Canon analysis traces imitation rules (time lag, transposition level, free elements) and their harmonic consequences. Canons range from strict (all voices identical under transformation) to free (limited imitation with harmonic variation). Understanding canonic logic reveals long-range coherence and unity.
Analyze a Bach canon or Hindemith fugue, mapping imitation intervals and time lags on score. Compose a short canon with specified rules, then analyze how imitation constraints create harmonic progression.

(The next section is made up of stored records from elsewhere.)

PR #5949, opened 2017-03-26
Swap Ubuntu 12.04 testing for openSUSE Leap

tas50:
Swap Ubuntu 12.04 testing for openSUSE Leap

    Ubuntu 12.04 is going end of life so lets swap testing for another OS we should check.

    While we’re in here lets update a few other things
    -  There’s no longer a reason to hold back dokken to the 1.0 release.
    - Remove a dupe travis config
    - Remove centos 5 from the kitchen config since it’s going into the mostly EOL phase
    - Update platforms in the local kitchen config

### DIFF
--- a/.travis.yml
+++ b/.travis.yml
@@ -25,7 +25,6 @@ before_script:
 branches:
   only:
   - master
-  - 11-stable
 
 env:
   global:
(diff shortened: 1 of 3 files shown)


.travis.yml
```diff
@@ -193,7 +174,6 @@ matrix:
       - cd kitchen-tests
     script:
       - bundle exec kitchen test webapp-debian-8
-    bundler_args: --without ci development docgen guard integration maintenance omnibus_package tools aix bsd mac_os_x solaris windows --frozen
```
lamont-granquist: that line of red looks wrong?

kitchen-tests/.kitchen.travis.yml
```diff
@@ -43,16 +42,6 @@ platforms:
       - RUN /usr/bin/apt-get update
       - RUN /usr/bin/apt-get -y install zlib1g-dev sudo net-tools wget ca-certificates
 
-- name: centos-5
```
thommay: definitely we should not remove that.

kitchen-tests/.kitchen.travis.yml
```diff
@@ -2,7 +2,6 @@
 driver:
   name: dokken
   privileged: true
-  chef_image: chef/chef
```
lamont-granquist: what was this there for?  beware that i had to do some hacky shit to make dokken work with chef_github provisioner, and applying standardized dokken config to this file may cause issues...

kitchen-tests/.kitchen.travis.yml
tas50: We weren't actually using this in the config. It was just defined in the Kitchen yaml.

kitchen-tests/.kitchen.travis.yml
tas50: Old kitchen-dokken uses sean's image. The last pile of releases have defaulted to our images so this config becomes redundant.

tas50:
I'll open a PR for just the opensuse changes later. Most of this was just merged anyways in a diff PR

PR #5952, opened 2017-03-28
Chef-13: Make ActionClass a class

lamont-granquist:
since any ActionClass literally is-a Chef::Provider it should just
use inheritance and then we don't have to use the hacky hooks for
class methods in modules and it becomes more clear from the
ActionClass source what it is and what it does.

~~Bonus starts the deprecation of properties being injected into the
provider namespace.~~ Not yet.

### DIFF
--- a/lib/chef/provider.rb
+++ b/lib/chef/provider.rb
@@ -267,15 +267,15 @@ class Chef
     # @param include_resource_dsl [Boolean] Whether to include resource DSL or
     #   not (defaults to `false`).
     #
-    def self.include_resource_dsl(include_resource_dsl)
-      @include_resource_dsl = include_resource_dsl
+    def self.include_resource_dsl?
+      false
     end
 
     # Create the resource DSL module that forwards resource methods to new_resource
     #
     # @api private
     def self.include_resource_dsl_module(resource)
-      if @include_resource_dsl && !defined?(@included_resource_dsl_module)
+      if include_resource_dsl? && !defined?(@included_resource_dsl_module)
         provider_class = self
         @included_resource_dsl_module = Module.new do
           extend Forwardable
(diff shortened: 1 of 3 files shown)


lamont-granquist:
are you sure we didn't already have that weirdness?  because the parent resource then wouldn't have an action class so you take Chef::Provider as your base class and mixin the ActionClass and lose all the actions on the provider associated with the resource you were subclassing.

and solving that problem in the general case would be impossible because of 1:N resources like service where you have to go in through the provider resolver in order to even find which provider you should use as the base to subclass...

but yeah, i'd just say we should care about that because its not sane and we can't identify the correct provider to subclass...

and i'm not even certain anyone is subclassing custom resources...

lib/chef/provider.rb
```diff
@@ -286,10 +286,27 @@ def self.include_resource_dsl_module(resource)
           resource.class.properties.each do |name, property|
             class_eval(<<-EOM, __FILE__, __LINE__)
               def #{name}(*args, &block)
+                # not making this a formal deprecation yet because I don't want to drive tim completely crazy, this
+                # should be upgraded to a real deprecation in 13.1 or so
+                Chef::Log.warn "Deprecated property access: please replace calling #{name} with new_resource.#{name}"
```
coderanger: Thinking more on this, I'm not sure I love this. Deprecation warnings are automatically de-dup'd to avoid spamming the logs, but this won't be.

lamont-granquist: @tas50 what do you think?  if we throw this in as a real honest deprecation warning then if you run with deprecations-are-errors like you like to you'll fail and have to fix all these...

the other alternative is to just not care about it for now and to make sure to remember later.

lamont-granquist:
I do actually see now what you lose by doing this, which is that you can't mixin ActionClass manually into an old school provider in the providers DSL, and would have to move that provider to a library and subclass and lets just not support that use case, because blarghle...

tas50:
Ideally we don't introduce any "real" deprecations right now since that makes the 13.0 migration work that much harder. I entirely support killing this feature with fire though. I've been burned by it and it wasted a lot of my time. I love sugar, but this isn't helpful sugar. The majority of the time it just leads to user pain and we should remove it to prevent that pain.

lamont-granquist:
Sounds like we should just add a real deprecation for 13.1 though.

tas50:
Drop as many deprecations into 13.1 as you want

lamont-granquist:
github seems to be having webhook issues again, appveyor is green even though github is showing it still pending...

PR #5958, opened 2017-03-29
disable nokogiri on windows for now

lamont-granquist:
nokogiri does not have a ruby-2.4 release for windows

this is slightly complicated because we still need nokogiri in the
Gemfile.lock for travis.

i'm starting to think we should have a Gemfile.travis and
Gemfile.travis.lock or something and stop using groups for that.

### DIFF
--- a/Gemfile
+++ b/Gemfile
@@ -22,8 +22,8 @@ gem "cheffish" # required for rspec tests
 group(:omnibus_package) do
   gem "appbundler"
   gem "rb-readline"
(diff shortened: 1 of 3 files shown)


lamont-granquist:
well this is necessary to unbreak builds, but now foodcritic is in our gemfile which pull in nokogiri and if we have to work on 2.4 then it slurps in an ancient nokogiri version, and i gave up on solving this problem for today...

PR #5960, opened 2017-03-29
Retry API requests if using an unsupported version

thommay:
If we've not made a request to the server previously, we start by
trying the best possible version we know about; this means that in the case of a fresh connection to an old server we in general should only make two requests at worst.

From your study of advanced canon techniques, you know that canons involve one voice (the dux) presenting a melody that a second voice (the comes) imitates after a fixed time delay, often at a transposition. Structural analysis of canonic imitation goes beyond identifying these parameters — it traces how the imitation rules generate the piece's harmonic content, formal architecture, and points of tension and release. The analytical task is to map the imitation rule (time lag, transposition level, strict versus free treatment) and then explain the harmonic and formal consequences that flow from it.
The central insight is that melody, counterpoint, and harmony are not independent variables in a canon — they are locked together by the imitation rule. When the comes enters at a fifth above and two beats later, every vertical interval between the voices is determined by the melodic line's relationship to its own transposed, time-shifted echo. The composer cannot adjust the harmony without adjusting the melody, because the harmony *is* the melody interacting with itself. This constraint is what makes canonic writing so demanding: the single melodic line must simultaneously function as both an independent melody and its own counterpoint, producing consonant intervals at every point of overlap. A melody that sounds beautiful in isolation may generate unacceptable dissonances when combined with its delayed imitation.

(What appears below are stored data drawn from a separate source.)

PR #5964, opened 2017-03-29
fix ruby-2.4 func link tests on solaris 11

lamont-granquist:
ruby-2.4 on solaris 11 behaves the same way here

i suspect linux is the buggy one and everyone else is posix
compliant...

### DIFF
--- a/spec/functional/resource/link_spec.rb
+++ b/spec/functional/resource/link_spec.rb
@@ -654,7 +654,7 @@ describe Chef::Resource::Link do
           end
           context "and the link does not yet exist" do
             it "links to the target file" do
-              skip("OS X/FreeBSD/AIX symlink? and readlink working on hard links to symlinks") if os_x? || freebsd? || aix? || solaris?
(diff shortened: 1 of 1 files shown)


spec/functional/resource/link_spec.rb
```diff
@@ -654,7 +654,7 @@ def parent_inheritable_acls
           end
           context "and the link does not yet exist" do
             it "links to the target file" do
-              skip("OS X/FreeBSD/AIX symlink? and readlink working on hard links to symlinks") if os_x? || freebsd? || aix?
+              skip("OS X/FreeBSD/AIX symlink? and readlink working on hard links to symlinks") if os_x? || freebsd? || aix? || solaris?
```
shortdudey123: add `solaris` to the message itself too?

lamont-granquist: sure but the whole premise is still likely misleading...

shortdudey123: fair point

PR #5972, opened 2017-03-30
surface default guard interpreter errors

### LINKED ISSUE #5931: Missing output from systemd-analyze makes troubleshooting impossibly hard

nathwill:
surface command stderr when guard interpreter command is unsuccessful. helps with showing why file/systemd_unit verify commands may fail.

surfacing the error in the converge output is important for debugging since the temporary files used during verification are not available for inspection after the verification command is run.

### Description

aids in debugging when guard interpreter fails

### Issues Resolved

#5931 

### Check List

- [x] New functionality includes tests (N/A)
- [x] All tests pass (N/A)
- [x] RELEASE\_NOTES.md, has been updated if required (not required for bugfixes, required for API changes) (N/A)

### DIFF
--- a/lib/chef/guard_interpreter/default_guard_interpreter.rb
+++ b/lib/chef/guard_interpreter/default_guard_interpreter.rb
@@ -33,7 +33,9 @@ class Chef
       public
 
       def evaluate
-        shell_out_with_systems_locale(@command, @command_opts).status.success?
+        result = shell_out_with_systems_locale(@command, @command_opts)
+        Chef::Log.debug "Command failed: #{result.stderr}" unless result.status.success?
+        result.status.success?
       # Timeout fails command rather than chef-client run, see:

Most canons are not perfectly strict throughout. Free passages — moments where the comes departs from exact imitation — serve critical structural functions: they allow the composer to navigate cadences, manage tonal closure, and avoid dissonances that strict imitation would force. Analyzing where a canon is strict and where it becomes free reveals the composer's priorities. Bach's canons in *The Musical Offering* and *The Art of Fugue* show remarkable ingenuity in maintaining long stretches of strict imitation while achieving satisfying harmonic progressions, but even Bach introduces freedoms at cadential points where strict imitation cannot deliver the required tonal resolution.

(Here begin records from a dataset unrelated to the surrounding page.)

PR #5977, opened 2017-03-30
apply knife search node fuzzifier to knife ssh

### LINKED ISSUE #3526: [knife] Assume a default key when no colon in QUERY

lamont-granquist:
extracts out a common 'fuzz' option to Chef::Search::Query so that anyone can
use it.

closes #3526

### DIFF
--- a/lib/chef/knife/search.rb
+++ b/lib/chef/knife/search.rb
@@ -1,6 +1,6 @@
 #
 # Author:: Adam Jacob (<adam@chef.io>)
-# Copyright:: Copyright 2009-2016, Chef Software Inc.
+# Copyright:: Copyright 2009-2017, Chef Software Inc.
 # License:: Apache License, Version 2.0
 #
 # Licensed under the Apache License, Version 2.0 (the "License");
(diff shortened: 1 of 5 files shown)


lamont-granquist:
working on tests...

lib/chef/knife/search.rb
```diff
@@ -73,19 +73,18 @@ class Search < Knife
...
       def run
         read_cli_args
-        fuzzify_query
 
         if @type == "node"
           ui.use_presenter Knife::Core::NodePresenter
         end
 
         q = Chef::Search::Query.new
-        escaped_query = Addressable::URI.encode_component(@query, Addressable::URI::CharacterClasses::QUERY)
```
lamont-granquist: it looks like this was fixed here first (nuo yan era fix), then fixed correctly in Chef::Search::Query but was never removed here.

The analytical payoff is understanding how canonic logic creates large-scale coherence. Because the same melodic material permeates every voice, a canon achieves a kind of organic unity that other textures cannot — the piece is, in a real sense, one idea heard from multiple temporal perspectives. Changing the time lag changes which moments of the melody coincide vertically, producing a fundamentally different harmonic texture from the same melodic material. Changing the transposition level similarly reshapes the harmonic landscape. The analyst who traces these rules first — before examining harmonic content — will find that the harmony explains itself as a necessary consequence of the imitation, rather than appearing as an arbitrary sequence of chords.